Is $([P \wedge (\sim Q)] \Rightarrow Q) \Rightarrow P \vdash P$ a theorem in propositional logic? By constructing truth tables, I have found that $([P \wedge (\sim Q)] \Rightarrow Q) \Rightarrow P \vdash P$.
In attempting to prove it, so far I have:
$1 \: (1) \: ([P \wedge (\sim Q)] \Rightarrow Q) \Rightarrow P$ [Assumption]
$2 \: (2) \: [P \wedge (\sim Q)] \Rightarrow Q$ [Assumption]
$3 \: (3) \: P \wedge (\sim Q)$ [Assumption]
$3 \: (4) \: P$ [$\wedge E$, 3]
$3 \: (5) \: \sim Q$ [$\wedge E$, 3]
$2, 3 \: (6) \: Q $ [MP 2, 3]
However, it seems to me that it is cannot be a theorem since $P \wedge (\sim Q)$ cannot imply $Q$.
Is this a theorem, and if so, how can it be proven?
 A: Using standard rules of propositional logic, we have:
$$\begin{equation} \begin{aligned}
(P \land (\sim Q)) \Rightarrow Q
&\equiv \ \sim (P \land (\sim Q) \land (\sim Q)) \\[6pt]
&\equiv \ \sim (P \land (\sim Q)) \\[6pt]
&\equiv \ (\sim P) \lor Q. \\[6pt]
\end{aligned} \end{equation}$$
Hence, we have:
$$\begin{equation} \begin{aligned}
((P \wedge (\sim Q)) \Rightarrow Q) \Rightarrow P
&\equiv \ ((\sim P) \lor Q) \Rightarrow P \\[6pt]
&\equiv \ \sim (((\sim P) \lor Q) \lor (\sim P)) \\[6pt]
&\equiv \ \sim ((\sim P) \lor Q) \\[6pt]
&\equiv \ P \land (\sim Q). \\[6pt]
\end{aligned} \end{equation}$$
Thus, your statement boils down to $(P \land (\sim Q)) \vdash P$, which is indeed a theorem.
A: 
However, it seems to me that it is cannot be a theorem since $P∧(∼Q)$cannot imply $Q$.

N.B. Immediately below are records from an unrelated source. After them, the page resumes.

PR #2166, opened 2026-07-17
fix: add pagination to list tx

rukmini-basu-da:
This PR updates the `listTransactions` user-api and store interface to accept an optional parameter that consists of {limit: number, cursor: string}). 

The sql store and in memory implementations where both updated to query the same way with `createdAt desc nulls last`, using the `id desc` as the tiebreaker. The reason why the transactions table `createdAt` column is nullable (rather than something like currentTimestamp if not provided) is this was implemented for an audit trail and `currentTimestamp` is not necessarily accurate (hence the additional paging logic). The store requests pageSize+1 items, so if an additional item is returned, we know there is a next page (and this element is removed before returning the payload and also determines the `nextCursor`). 

Lastly, the `user-ui-activities` in the remote wallet-gateway used to `listTransactions` and get all the elements then implement pagination on the client side, so this was modified to use `this.transactions` as a paginated stream provided by the server. The `pageCursors` is sequentially cached where page 1 maps to undefined and as it's navigated forward, the `nextCursor` is sequentially cached, which helps with backwards/forwards traversal of the transactions pages.


wallet-gateway/remote/src/web/frontend/activities/index.ts
```diff
@@ -67,9 +72,11 @@ export class UserUiActivities extends BaseElement {
         `,
     ]
 
-    private get pagedTransactions() {
-        const start = (this.currentPage - 1) * this.pageSize
-        return this.transactions.slice(start, start + this.pageSize)
+    private get computedTotal() {
+        if (this.hasNextPage) {
+            return this.pageSize * this.pageSize + 1
```
pawelstepien-da: This doesn't seem correct to have pageSize squared. Did you mean `this.pageSize * this.currentPage + 1`?

pawelstepien-da: Nah, current page is not good either, because it would make total decline if you moved a page back.

I think with the next-page-cursor approach, maybe we should not show total at all?

alexmatson-da: maybe we can put the total pages in the API response?

core/wallet-store-sql/src/store-sql.ts
```diff
@@ -714,16 +716,18 @@ export class StoreSql implements BaseStore, AuthAware<StoreSql> {
                 ])
             )
             .orderBy('createdAt', 'desc')
-            .orderBy('id', 'desc')
```
pawelstepien-da, line 717: If it didn't cause any problems, then I would leave it just to be sure sure it's deterministic.
I'm also a bit worried about `orderBy('createdAt', 'desc')` if it's null - I'm not sure if it would be sorted before or after txes that have createdAt and could potentially differ between postgres and sqlite.

I think we should make sure everywhere where we sort by createdAt, that nulls are considered last.

rukmini-basu-da: good catch, updated!

alexmatson-da (approved):
thx!

PR #2183, opened 2026-07-21
feat(core-origin-manager): add origin check manager

mateuszpiatkowski-da:


core/provider-dapp/src/DappAsyncProvider.ts
```diff
@@ -127,7 +127,11 @@ export class DappAsyncProvider extends AbstractProvider<DappAsyncRpcTypes> {
 
         // Listen for the auth success event sent from the WK UI popup to the SDK running in the parent window.
         window.addEventListener('message', async (event) => {
-            if (!isSpliceMessageEvent(event)) return
+            if (
+                event.origin !== window.location.origin ||
+                !isSpliceMessageEvent(event)
+            )
```
alexmatson-da: hmm aren't these always non-matching though? supposing the WG popup is loaded on `https://wg.com` origin and the dapp is loaded on `https://mydapp.com` origin. A message emitted from the popup is always a separate origin from the dapp (and vice versa) 

I ran into basically the same issue with the multi-session PR, and came up with a sort of two-way handshake (request + ack back) to establish the expected origin: https://github.com/canton-network/wallet/pull/2161/changes#diff-996a6861dc1de45e9046316868d78c3584267529d4a02e513e9151da2a2b7e13R141

maybe we need to extend something like this so that the popup maintains a list of known dapp origins in LocalStorage, and reject if the event comes from an origin outside that list

mateuszpiatkowski-da: sounds good! I'll make the changes :)

internal/origin-check/package.json
```diff
@@ -0,0 +1,25 @@
+{
+    "name": "origin-check",
```
alexmatson-da: package should go into `core/` (as you mentioned)

alexmatson-da (dismissed):
looks good

core/test-token/README.md
```diff
@@ -2,6 +2,10 @@
 
 TypeScript wrapper package for the Test Token DAML codegen.
 
+## Requirements
```
mateuszpiatkowski-da: @mjuchli-da as per you request I'm throwing in a comment that you asked about :)

core/origin-manager/src/manager.ts
```diff
@@ -0,0 +1,156 @@
+// Copyright (c) 2025-2026 Digital Asset (Switzerland) GmbH and/or its affiliates. All rights reserved.
+// SPDX-License-Identifier: Apache-2.0
+
+import { OriginHandshake, OriginHandshakeMessage } from './types'
+
+abstract class OriginManager {
+    protected allowedOrigins: Set<Location['origin']> = new Set()
+    protected abstract readonly messageToReceive: OriginHandshakeMessage
+    protected abstract readonly listenerCallback: (event: MessageEvent) => void
```
alexmatson-da: nitpick, maybe rename to `handshakeCallback` for clarity

core/origin-manager/src/manager.ts
```diff
@@ -0,0 +1,156 @@
...
+    }
+    private intervalMap = new Map<
+        Location['origin'],
+        ReturnType<typeof setInterval>
+    >()
+
+    /**
+     * Starts periodically broadcasting handshake messages to the child origin.
+     */
+    public poll(origin: Location['origin'], intervalMs = 500) {
```
alexmatson-da: another nitpick, I would maybe name this `connect` -- the polling is an implementation detail of connecting via the handshake

core/origin-manager/README.md
```diff
@@ -0,0 +1,105 @@
...
+originManager.poll(childOrigin)
+
+// Send a message using the safe postMessage method
+// This will only succeed if the handshake is complete
+originManager.postMessage({ type: 'greeting', data: 'hello' }, childOrigin)
+
+// Or manually check before sending
+if (originManager.assert(childOrigin)) {
+    window.postMessage(data, childOrigin)
+}
```
alexmatson-da, line 70: I think ideally the polling / handshake process is made invisible to the user, so they don't need to call `.poll` manually. `ParentWindowOriginManager` can probably track the connected status per origin, then

```ts
const originManager = new ParentWindowOriginManager()
const childOrigin = 'https://child.example.com'

// first time -- call `.poll` under the hood. throws any connection errors 
originManager.postMessage({ type: 'greeting', data: 'hello' }, childOrigin)

// second time -- already connected, msg goes straight through
originManager.postMessage({ type: 'greeting': data: 'hello-2' }, childOrigin)
```

core/origin-manager/README.md
```diff
@@ -0,0 +1,105 @@
...
+const originManager = new ChildWindowOriginManager()
+
+// The handshake is automatic; once complete, listener is removed
+
+// Send a message using the safe postMessage method
+// This will only succeed if the handshake is complete
+const parentOrigin = window.opener?.location.origin
+if (parentOrigin) {
+    originManager.postMessage({ type: 'response', data: 'world' }, parentOrigin)
+}
```
alexmatson-da: I would just move this check inside the implementation as well. The constructor could take an optional `parentOrigin` if the user wants to override it, but `window.opener` should be the default

alexmatson-da (dismissed):
nice stuff!

core/origin-manager/src/manager.ts
alexmatson-da: (nvm, ignore this comment if you decide to make `.poll` an internal detail instead of public, as per the comment below)

core/origin-manager/README.md
alexmatson-da: actually `window.opener.location` is problematic because browsers block access to this field across origins. The child manager should just use the origin it got from the handshake as the parent origin

alexmatson-da (approved):
thanks! 🚀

Hint:  It can when you have already assumed $\lnot P$ for a proof by reduction to absurdity.
Start here:
$1. ~((P\land\lnot Q)\to Q)\to P\hspace{10ex}\text{Premise}
\\\quad 2. ~\lnot P\hspace{26ex}\text{Assumption}
\\\qquad 3. ~(P\land\lnot Q)\hspace{17.5ex}\text{Assumption}
$
A: You know you can do truth tables in propositional logic right?  To establish $Y(P, Q) \vdash X$ :
$$\begin{array} {ll}
Y \\
\quad P & \text{assumption} \\
\quad \quad Q & \text{assumption} \\
\quad \quad \vdots  \\
\quad \quad X  \\ \\
\quad \quad \lnot Q & \text{assumption} \\
\quad \quad \vdots  \\
\quad \quad X  \\ \\
\quad Q \lor \lnot Q & \text{LEM} \\
\quad X & \text{or elimination} \\\\
\quad \lnot P & \text{assumption} \\
\quad \quad Q & \text{assumption} \\
\quad \quad \vdots  \\
\quad \quad X  \\ \\
\quad \quad \lnot Q & \text{assumption} \\
\quad \quad \vdots  \\
\quad \quad X  \\ \\
\quad Q \lor \lnot Q & \text{LEM} \\
\quad X & \text{or elimination} \\ \\
P \lor \lnot P & \text{LEM} \\
X & \text{or elimination} \\
\end{array}$$
Every $\vdots$ is just a row from the truth table.  Your $Y(P, Q)$ is $((P \land \lnot Q)  \to Q) \to P$ and your $X$ is $P$.  You don't need all these tricky tricks.